### WHAT TO WORK ON:
A complete, exact copy of the records below is the required result.

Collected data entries
:::
PR #3233, opened 2022-09-01
Postgresql: Fix for case when current search_path is an empty string

gadget:
## Impact

## Description

In certain cases the search path in a postgres database can be empty (not null, but an empty string). For us it happens when running postgres with testcontainers for IT tests, probably on rollbacks (as you call initializeDatabase for every rollback to reset default schema). In case searchPath is empty we should not try and process it, just re-set the default schema.

### DIFF
--- a/liquibase-core/src/main/java/liquibase/database/core/DatabaseUtils.java
+++ b/liquibase-core/src/main/java/liquibase/database/core/DatabaseUtils.java
@@ -10,6 +10,7 @@ import liquibase.executor.ExecutorService;
 import liquibase.statement.core.RawSqlStatement;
:::
### EXPECTED ANSWER:
PR #3233, opened 2022-09-01
Postgresql: Fix for case when current search_path is an empty string

gadget:
## Impact

## Description

In certain cases the search path in a postgres database can be empty (not null, but an empty string). For us it happens when running postgres with testcontainers for IT tests, probably on rollbacks (as you call initializeDatabase for every rollback to reset default schema). In case searchPath is empty we should not try and process it, just re-set the default schema.

### DIFF
--- a/liquibase-core/src/main/java/liquibase/database/core/DatabaseUtils.java
+++ b/liquibase-core/src/main/java/liquibase/database/core/DatabaseUtils.java
@@ -10,6 +10,7 @@ import liquibase.executor.ExecutorService;
 import liquibase.statement.core.RawSqlStatement;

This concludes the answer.